■ **What you are asked to do**
Could you filter the records below and keep only the lines with the word "your"?

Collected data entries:

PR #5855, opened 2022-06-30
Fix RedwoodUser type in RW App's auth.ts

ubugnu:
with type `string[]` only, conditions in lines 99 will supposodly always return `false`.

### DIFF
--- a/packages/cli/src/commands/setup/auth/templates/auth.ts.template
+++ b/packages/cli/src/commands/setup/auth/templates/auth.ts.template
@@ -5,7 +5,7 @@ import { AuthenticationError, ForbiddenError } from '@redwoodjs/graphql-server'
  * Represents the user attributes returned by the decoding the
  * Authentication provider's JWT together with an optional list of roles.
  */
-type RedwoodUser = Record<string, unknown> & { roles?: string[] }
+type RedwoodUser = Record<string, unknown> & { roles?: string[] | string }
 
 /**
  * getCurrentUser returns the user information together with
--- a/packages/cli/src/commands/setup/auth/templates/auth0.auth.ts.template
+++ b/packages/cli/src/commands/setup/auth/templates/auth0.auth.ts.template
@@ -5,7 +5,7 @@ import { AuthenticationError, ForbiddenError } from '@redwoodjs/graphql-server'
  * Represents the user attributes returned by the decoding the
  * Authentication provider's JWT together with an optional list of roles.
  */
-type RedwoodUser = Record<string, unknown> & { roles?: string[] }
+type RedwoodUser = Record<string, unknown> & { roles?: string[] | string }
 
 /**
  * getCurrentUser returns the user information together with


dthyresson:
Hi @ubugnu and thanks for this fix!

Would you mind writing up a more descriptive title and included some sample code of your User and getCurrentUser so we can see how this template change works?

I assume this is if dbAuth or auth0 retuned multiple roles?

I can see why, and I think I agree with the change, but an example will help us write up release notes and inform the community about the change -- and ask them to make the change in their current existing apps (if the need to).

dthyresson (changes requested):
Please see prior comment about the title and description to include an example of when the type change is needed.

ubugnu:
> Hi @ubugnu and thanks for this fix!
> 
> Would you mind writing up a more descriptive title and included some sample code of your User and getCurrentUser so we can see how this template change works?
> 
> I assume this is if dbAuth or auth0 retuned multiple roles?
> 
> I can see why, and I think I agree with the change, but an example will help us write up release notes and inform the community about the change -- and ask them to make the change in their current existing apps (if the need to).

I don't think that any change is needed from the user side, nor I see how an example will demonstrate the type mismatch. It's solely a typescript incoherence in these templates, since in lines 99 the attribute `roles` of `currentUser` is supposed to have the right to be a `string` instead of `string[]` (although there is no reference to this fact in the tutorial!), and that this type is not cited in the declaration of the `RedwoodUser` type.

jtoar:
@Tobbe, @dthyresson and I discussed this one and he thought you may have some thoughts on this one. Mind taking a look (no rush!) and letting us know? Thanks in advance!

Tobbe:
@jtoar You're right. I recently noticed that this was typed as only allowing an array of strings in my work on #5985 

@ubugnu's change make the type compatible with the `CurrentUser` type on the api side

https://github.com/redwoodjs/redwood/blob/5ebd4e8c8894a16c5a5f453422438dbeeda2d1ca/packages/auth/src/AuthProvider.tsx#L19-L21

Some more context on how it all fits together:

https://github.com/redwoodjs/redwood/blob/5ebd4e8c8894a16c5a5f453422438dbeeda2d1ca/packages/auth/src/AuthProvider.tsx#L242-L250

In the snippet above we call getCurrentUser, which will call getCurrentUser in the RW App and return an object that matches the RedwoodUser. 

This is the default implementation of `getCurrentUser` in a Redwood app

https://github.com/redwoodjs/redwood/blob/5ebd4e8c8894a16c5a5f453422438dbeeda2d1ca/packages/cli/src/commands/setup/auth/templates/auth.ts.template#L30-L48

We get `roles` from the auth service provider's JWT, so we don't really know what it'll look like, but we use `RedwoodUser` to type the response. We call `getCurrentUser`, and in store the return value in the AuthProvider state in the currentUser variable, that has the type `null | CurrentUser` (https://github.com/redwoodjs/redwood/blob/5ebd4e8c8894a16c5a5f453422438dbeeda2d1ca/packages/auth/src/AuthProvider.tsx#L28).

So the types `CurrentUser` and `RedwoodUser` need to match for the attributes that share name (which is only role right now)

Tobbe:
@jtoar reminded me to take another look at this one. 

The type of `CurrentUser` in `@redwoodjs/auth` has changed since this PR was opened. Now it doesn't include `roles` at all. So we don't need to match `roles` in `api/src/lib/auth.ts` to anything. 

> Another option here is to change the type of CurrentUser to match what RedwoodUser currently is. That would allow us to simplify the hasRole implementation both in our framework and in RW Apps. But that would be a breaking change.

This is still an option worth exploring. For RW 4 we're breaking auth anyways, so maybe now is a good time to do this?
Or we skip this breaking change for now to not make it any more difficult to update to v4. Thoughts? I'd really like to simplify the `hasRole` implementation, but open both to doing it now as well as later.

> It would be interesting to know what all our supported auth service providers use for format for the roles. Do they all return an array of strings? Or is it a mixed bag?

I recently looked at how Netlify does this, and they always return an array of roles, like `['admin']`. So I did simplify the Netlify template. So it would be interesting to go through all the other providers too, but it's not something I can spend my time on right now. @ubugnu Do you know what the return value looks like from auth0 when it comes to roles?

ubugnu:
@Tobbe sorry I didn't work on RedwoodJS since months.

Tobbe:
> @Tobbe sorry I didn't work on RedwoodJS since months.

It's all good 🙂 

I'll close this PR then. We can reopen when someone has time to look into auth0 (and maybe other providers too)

---

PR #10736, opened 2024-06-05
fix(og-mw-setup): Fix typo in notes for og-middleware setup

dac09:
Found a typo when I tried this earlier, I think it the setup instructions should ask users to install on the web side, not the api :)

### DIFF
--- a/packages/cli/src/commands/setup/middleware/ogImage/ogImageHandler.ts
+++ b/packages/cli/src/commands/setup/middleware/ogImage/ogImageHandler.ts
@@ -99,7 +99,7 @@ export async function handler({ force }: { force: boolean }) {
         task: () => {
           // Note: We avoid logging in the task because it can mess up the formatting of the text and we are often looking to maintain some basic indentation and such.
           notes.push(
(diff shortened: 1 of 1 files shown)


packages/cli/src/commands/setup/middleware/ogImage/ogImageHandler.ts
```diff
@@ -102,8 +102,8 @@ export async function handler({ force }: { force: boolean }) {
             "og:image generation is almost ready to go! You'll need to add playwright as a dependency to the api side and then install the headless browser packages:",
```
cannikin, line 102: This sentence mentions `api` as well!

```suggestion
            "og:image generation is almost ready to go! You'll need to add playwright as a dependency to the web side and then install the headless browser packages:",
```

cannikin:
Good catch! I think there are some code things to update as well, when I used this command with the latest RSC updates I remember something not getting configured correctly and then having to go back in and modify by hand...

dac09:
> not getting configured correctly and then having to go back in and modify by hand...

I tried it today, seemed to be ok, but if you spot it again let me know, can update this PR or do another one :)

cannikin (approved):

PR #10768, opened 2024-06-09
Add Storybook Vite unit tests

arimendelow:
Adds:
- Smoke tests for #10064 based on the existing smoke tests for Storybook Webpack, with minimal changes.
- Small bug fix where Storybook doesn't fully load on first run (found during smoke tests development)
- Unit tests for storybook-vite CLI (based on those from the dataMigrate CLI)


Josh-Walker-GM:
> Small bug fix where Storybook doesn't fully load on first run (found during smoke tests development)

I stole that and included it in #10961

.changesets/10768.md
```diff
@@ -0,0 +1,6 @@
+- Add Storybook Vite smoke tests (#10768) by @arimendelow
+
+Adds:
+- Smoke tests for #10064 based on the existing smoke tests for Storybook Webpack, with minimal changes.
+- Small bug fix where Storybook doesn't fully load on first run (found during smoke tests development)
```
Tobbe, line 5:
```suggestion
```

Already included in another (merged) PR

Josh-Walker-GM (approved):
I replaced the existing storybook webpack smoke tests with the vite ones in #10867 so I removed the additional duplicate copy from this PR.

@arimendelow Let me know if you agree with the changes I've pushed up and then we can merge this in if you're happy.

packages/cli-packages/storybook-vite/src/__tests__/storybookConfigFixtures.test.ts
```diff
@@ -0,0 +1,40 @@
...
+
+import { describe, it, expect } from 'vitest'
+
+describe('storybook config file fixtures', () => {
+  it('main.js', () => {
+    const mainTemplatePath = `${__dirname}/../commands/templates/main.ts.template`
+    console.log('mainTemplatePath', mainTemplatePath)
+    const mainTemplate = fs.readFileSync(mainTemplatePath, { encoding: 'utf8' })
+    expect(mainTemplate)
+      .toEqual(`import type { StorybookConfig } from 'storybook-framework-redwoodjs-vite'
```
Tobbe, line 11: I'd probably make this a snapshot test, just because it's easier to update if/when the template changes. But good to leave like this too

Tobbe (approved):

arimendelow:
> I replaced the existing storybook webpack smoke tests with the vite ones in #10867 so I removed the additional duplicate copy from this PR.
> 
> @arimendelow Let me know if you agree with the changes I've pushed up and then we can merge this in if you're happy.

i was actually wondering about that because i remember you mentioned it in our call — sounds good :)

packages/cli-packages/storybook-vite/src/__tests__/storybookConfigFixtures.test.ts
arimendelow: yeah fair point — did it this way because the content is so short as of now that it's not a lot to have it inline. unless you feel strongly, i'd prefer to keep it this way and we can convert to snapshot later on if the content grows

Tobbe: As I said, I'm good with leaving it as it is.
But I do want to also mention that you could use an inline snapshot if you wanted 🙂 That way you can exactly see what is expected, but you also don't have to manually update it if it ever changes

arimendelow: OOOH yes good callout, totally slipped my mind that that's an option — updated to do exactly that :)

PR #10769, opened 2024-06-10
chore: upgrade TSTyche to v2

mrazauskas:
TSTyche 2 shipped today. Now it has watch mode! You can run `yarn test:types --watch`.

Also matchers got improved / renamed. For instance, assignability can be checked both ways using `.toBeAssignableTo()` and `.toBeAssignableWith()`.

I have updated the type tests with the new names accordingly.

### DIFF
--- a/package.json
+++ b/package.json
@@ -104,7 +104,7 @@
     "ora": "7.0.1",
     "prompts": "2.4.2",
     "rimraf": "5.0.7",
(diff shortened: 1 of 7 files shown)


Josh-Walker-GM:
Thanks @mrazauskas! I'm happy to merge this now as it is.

■ **Exercise response**
Would you mind writing up a more descriptive title and included some sample code of your User and getCurrentUser so we can see how this template change works?
> Would you mind writing up a more descriptive title and included some sample code of your User and getCurrentUser so we can see how this template change works?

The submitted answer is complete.